TMB structure and how it affects its fluorescence

- 2 benzine rings (benzine rings usually means that color is given off because of the electrons)

- 2 amines at the ends

- photosensitivewh

TMB structure and the interaction with HRP and H peroxidase

TMB donates electron in the presence of HRP and H peroxidase

TMB becomes an intermediate of 1 imine and 1 amine OR unstabilized diimines

there's a bluish color (OD: 370-650 nm) at this stage. it's very unstable and should be stopped after 30 min.

should be stopped with a stop solution (H2SO4) where it loses another electron to be a stabilized diimine (yellow color here ; OD:450 nm)

what is the standard LDH curve and how do you use it to find your Pt serum's LDH significance

- linear relationship between concentration (ng/mL = x axis) vs. average absorbance (y axis) after an ELISA

- use linear equation and plug in the average absorbance of the Pt serum to find the concentration

- need an enzymatic assay to determine the significance of the ELISA because LDH is measured in U/L

When using TMB as a substrate in a colorimetric ELISA (HRP) without stop solution, what happens

The multi-well plate will remain colorless

When using TMB as a substrate in the presence of hydrogen peroxide and horse-radish peroxidase (HRP), the TMB is:

oxidized

ABTS is one of many alternative chromogenic substrates to TMB when using an HRP/ H2O2 assay readout. Describes the use of ABTS by comparing it the TMB

ABTS is less sensitive than TMB with or without employing stop solution

in an ELISA using TMB and HRP, what spectrophotometer setting would you utilize if you did not have Stop solution

available?

at 370-650 nm because it'll remain blue.

what is LDH and why is it significant to observe in patients

- a glycolytic oxidoreductase enzyme that catalyzes the reversible conversion of pyruvate to lactate resulting in the oxidation of NADH to NAD+.

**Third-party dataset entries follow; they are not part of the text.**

PR #5931, opened 2026-01-06
feat: checkpoint based on distributed key-existence filter

everySympathy:
## Changes Made
goal: support checkpoint, skip processed rows when re-running jobs.
- Added a DataFrame.skip_existing(...) operator to support filtering already processed rows. Need unique primary keys to identify rows.
- a simple use case:
```python
df = daft.read_parquet(...) # get a table with primary key: id
df = df.skip_existing(existing_path="s3://bucket/output/", key_column="id", file_format="parquet", io_config=io_cfg)
df.write_parquet("s3://bucket/output/", write_mode="append", io_config=io_cfg)
```
- use composite keys case:
```python
df = daft.read_parquet(...) # get a table with composite primary key: id and name
df = df.skip_existing(existing_path="s3://bucket/output/", key_column=["id","name"], file_format="parquet", io_config=io_cfg)
df.write_parquet("s3://bucket/output/", write_mode="append", io_config=io_cfg)
```
  - RAG split chunking case(from https://github.com/Eventual-Inc/Daft/discussions/5868#discussioncomment-15401979):
```python
daft.read_parquet("s3://desmond-demo/text-embedding-dataset.parquet")
    .with_column("sentences", ChunkingUDF(col("text")))
    .explode("sentences") # chunk the pdf into multiple sentence
    .with_column("text", col("sentences")["text"])
    .with_column("chunk_id", col("sentences")["chunk_id"]). # after chunking, the primary key is chunk_id
    .exclude("sentences")
df = df.skip_existing(existing_path="s3://bucket/output/", key_column="chunk_id", file_format="parquet", io_config=io_cfg)
df.write_parquet("s3://bucket/output/", write_mode="append", io_config=io_cfg)
```
- now only support for distributed mode(on ray runner)

## Related Discussion
https://github.com/Eventual-Inc/Daft/discussions/5868

### DIFF
--- a/src/daft-distributed/src/pipeline_node/translate.rs
+++ b/src/daft-distributed/src/pipeline_node/translate.rs
@@ -164,29 +164,9 @@ impl TreeNodeVisitor for LogicalPlanToPipelineNodeTranslator {
                         )?),
                         &self.meter,
                     ),
-                    SourceInfo::PlaceHolder(info) => {
-                        // PlaceHolder sources are logical no-data sentinels. We create a dummy
-                        // InMemorySourceNode here so tree translation can keep its stack discipline.
-                        let dummy_info = daft_logical_plan::InMemoryInfo::new(
-                            info.source_schema.clone(),
-                            "__placeholder__".to_string(),
-                            None,
-                            0,
-                            0,
-                            0,
-                            None,
-                            None,
-                        );
-                        DistributedPipelineNode::new(
-                            Arc::new(InMemorySourceNode::new(
-                                self.get_next_pipeline_node_id(),
-                                &self.plan_config,
-                                dummy_info,
-                                self.psets.clone(),
-                            )),
-                            &self.meter,
-                        )
-                    }
+                    SourceInfo::PlaceHolder(_) => unreachable!(
+                        "PlaceHolder should not be present in the logical plan for pipeline node translation"
+                    ),
                 }
             }
             LogicalPlan::UDFProject(udf) if udf.is_actor_pool_udf() => {
--- a/src/daft-logical-plan/src/logical_plan.rs
+++ b/src/daft-logical-plan/src/logical_plan.rs
@@ -427,7 +427,7 @@ impl LogicalPlan {
     // useful if stats become stale during query planning.
     pub fn with_materialized_stats(self, cfg: &DaftExecutionConfig) -> Self {
         match self {
-            Self::Source(source) => Self::Source(source.with_materialized_stats(cfg)),
+            Self::Source(plan) => Self::Source(plan.with_materialized_stats(cfg)),
             Self::Shard(plan) => Self::Shard(plan.with_materialized_stats()),
             Self::Project(plan) => Self::Project(plan.with_materialized_stats()),
             Self::UDFProject(plan) => Self::UDFProject(plan.with_materialized_stats()),
@@ -1150,19 +1150,6 @@ macro_rules! impl_from_data_struct_for_logical_plan {
         impl From<$name> for Arc<LogicalPlan> {
             fn from(data: $name) -> Self {
                 Self::new(LogicalPlan::$name(data))
-            }
-        }
-    };
-    ($name:ident, $ctor:expr) => {
-        impl From<$name> for LogicalPlan {
-            fn from(data: $name) -> Self {
-                ($ctor)(data)
-            }
-        }
-
-        impl From<$name> for Arc<LogicalPlan> {
-            fn from(data: $name) -> Self {
-                Self::new(($ctor)(data))
             }
         }
     };
--- a/src/daft-logical-plan/src/optimization/rules/push_down_filter.rs
+++ b/src/daft-logical-plan/src/optimization/rules/push_down_filter.rs
@@ -234,7 +234,9 @@ impl PushDownFilter {
                             return Ok(Transformed::yes(new_source.into()));
                         }
                     }
-                    SourceInfo::PlaceHolder(..) => return Ok(Transformed::no(plan)),
+                    SourceInfo::PlaceHolder(..) => {
+                        panic!("PlaceHolderInfo should not exist for optimization!");
+                    }
                 }
             }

- found in most tissues, yet concentrated in muscle, kidney and liver cells.

- Malignant cells release intracellular enzymes through damaged cell membranes via mitochondrial machinery alteration and apoptosis dysregulation.

- increased LDH is usually recognized as a tumor marker

- elevated serum LDH at the time of initial diagnosis have inferior survival outcomes

how is LDH used in International Prognostic Index (IPI)

LDH level is a clinical tool for predicting the prognosis of patients with aggressive malignancies.